• _Your instructions_: Check each line of the material, and show the ones that include the word "functions".

*** Block opens ***

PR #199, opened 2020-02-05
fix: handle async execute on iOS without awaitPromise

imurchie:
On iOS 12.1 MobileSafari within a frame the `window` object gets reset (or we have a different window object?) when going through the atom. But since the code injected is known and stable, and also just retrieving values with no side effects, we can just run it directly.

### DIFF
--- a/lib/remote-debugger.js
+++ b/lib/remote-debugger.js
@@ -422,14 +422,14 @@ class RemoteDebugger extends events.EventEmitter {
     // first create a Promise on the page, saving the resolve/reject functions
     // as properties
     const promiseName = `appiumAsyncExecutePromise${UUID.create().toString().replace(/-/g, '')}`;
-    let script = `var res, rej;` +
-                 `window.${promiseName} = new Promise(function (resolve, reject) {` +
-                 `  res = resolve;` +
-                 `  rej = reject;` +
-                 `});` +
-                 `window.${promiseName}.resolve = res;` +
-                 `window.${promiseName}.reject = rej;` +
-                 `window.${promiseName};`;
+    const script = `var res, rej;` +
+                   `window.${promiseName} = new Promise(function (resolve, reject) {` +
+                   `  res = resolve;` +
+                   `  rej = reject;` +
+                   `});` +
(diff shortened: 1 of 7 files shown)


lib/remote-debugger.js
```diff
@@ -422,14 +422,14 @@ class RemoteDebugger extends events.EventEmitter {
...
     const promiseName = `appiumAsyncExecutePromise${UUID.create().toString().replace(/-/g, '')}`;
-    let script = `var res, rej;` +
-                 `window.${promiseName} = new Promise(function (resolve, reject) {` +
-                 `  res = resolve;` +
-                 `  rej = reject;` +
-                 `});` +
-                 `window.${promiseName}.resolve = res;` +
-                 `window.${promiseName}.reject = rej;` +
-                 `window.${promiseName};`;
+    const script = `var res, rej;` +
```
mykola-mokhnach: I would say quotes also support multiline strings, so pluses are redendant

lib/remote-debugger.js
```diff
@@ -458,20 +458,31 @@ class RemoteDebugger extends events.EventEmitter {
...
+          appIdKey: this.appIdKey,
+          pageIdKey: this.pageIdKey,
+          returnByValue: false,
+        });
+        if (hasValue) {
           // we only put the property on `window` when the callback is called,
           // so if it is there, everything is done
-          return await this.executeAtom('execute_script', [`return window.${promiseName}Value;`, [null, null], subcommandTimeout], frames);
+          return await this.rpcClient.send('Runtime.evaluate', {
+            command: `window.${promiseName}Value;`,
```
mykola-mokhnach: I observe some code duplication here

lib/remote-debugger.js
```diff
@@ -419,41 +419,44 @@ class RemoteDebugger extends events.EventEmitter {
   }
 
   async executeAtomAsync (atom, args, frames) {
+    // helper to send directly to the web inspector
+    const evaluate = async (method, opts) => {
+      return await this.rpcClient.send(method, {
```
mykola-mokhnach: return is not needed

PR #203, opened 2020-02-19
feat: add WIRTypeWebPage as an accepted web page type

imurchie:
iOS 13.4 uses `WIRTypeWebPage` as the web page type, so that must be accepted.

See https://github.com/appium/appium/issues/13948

*** Block closes ***
*** Block opens ***

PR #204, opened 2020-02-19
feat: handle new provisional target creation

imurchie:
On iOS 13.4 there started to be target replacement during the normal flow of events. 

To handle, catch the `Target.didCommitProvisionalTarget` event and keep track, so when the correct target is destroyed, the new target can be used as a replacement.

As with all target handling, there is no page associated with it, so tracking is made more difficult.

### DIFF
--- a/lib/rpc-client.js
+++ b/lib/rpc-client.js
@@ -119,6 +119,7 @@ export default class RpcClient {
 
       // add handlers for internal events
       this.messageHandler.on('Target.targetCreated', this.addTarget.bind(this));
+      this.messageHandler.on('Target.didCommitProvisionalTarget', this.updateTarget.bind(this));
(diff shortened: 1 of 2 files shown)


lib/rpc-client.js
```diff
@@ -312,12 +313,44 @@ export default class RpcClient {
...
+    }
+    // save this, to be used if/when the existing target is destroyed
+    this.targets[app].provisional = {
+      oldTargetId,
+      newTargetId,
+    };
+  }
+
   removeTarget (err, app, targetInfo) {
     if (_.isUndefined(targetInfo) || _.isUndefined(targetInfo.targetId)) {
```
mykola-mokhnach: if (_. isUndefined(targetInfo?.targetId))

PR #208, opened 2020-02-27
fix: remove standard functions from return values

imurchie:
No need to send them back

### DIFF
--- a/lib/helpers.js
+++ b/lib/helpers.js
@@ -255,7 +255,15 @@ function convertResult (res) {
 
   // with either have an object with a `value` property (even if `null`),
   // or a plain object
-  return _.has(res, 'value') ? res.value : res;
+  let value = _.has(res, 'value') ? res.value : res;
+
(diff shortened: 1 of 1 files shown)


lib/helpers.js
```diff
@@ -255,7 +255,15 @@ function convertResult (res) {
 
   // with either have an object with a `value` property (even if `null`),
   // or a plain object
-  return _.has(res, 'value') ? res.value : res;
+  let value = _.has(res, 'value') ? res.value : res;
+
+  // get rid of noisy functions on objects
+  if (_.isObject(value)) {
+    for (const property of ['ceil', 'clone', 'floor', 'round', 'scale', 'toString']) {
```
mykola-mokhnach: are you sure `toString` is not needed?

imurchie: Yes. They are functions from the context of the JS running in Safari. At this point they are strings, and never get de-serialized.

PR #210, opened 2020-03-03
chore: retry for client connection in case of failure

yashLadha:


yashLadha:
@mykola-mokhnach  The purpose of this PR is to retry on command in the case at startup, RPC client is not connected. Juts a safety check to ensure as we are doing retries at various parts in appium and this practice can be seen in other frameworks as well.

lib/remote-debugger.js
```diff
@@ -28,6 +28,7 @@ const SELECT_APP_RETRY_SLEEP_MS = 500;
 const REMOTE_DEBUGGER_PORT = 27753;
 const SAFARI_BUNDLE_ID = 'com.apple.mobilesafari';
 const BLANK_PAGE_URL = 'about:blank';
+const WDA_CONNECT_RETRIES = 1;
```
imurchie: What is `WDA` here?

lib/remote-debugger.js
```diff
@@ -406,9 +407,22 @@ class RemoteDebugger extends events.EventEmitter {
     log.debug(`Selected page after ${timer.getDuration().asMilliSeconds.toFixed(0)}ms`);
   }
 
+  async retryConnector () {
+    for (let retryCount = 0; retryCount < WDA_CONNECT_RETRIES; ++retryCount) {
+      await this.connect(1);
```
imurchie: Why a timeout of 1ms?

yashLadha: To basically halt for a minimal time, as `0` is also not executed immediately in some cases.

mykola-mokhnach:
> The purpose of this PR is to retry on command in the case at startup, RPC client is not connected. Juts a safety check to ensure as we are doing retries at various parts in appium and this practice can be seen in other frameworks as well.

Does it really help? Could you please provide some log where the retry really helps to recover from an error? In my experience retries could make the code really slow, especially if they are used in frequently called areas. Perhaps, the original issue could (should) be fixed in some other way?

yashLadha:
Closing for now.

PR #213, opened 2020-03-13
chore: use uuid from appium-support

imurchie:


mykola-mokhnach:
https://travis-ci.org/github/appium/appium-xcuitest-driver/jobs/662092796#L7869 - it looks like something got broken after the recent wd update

*** Block closes ***

• _The completed task_:
     // first create a Promise on the page, saving the resolve/reject functions
fix: remove standard functions from return values
+  // get rid of noisy functions on objects
imurchie: Yes. They are functions from the context of the JS running in Safari. At this point they are strings, and never get de-serialized.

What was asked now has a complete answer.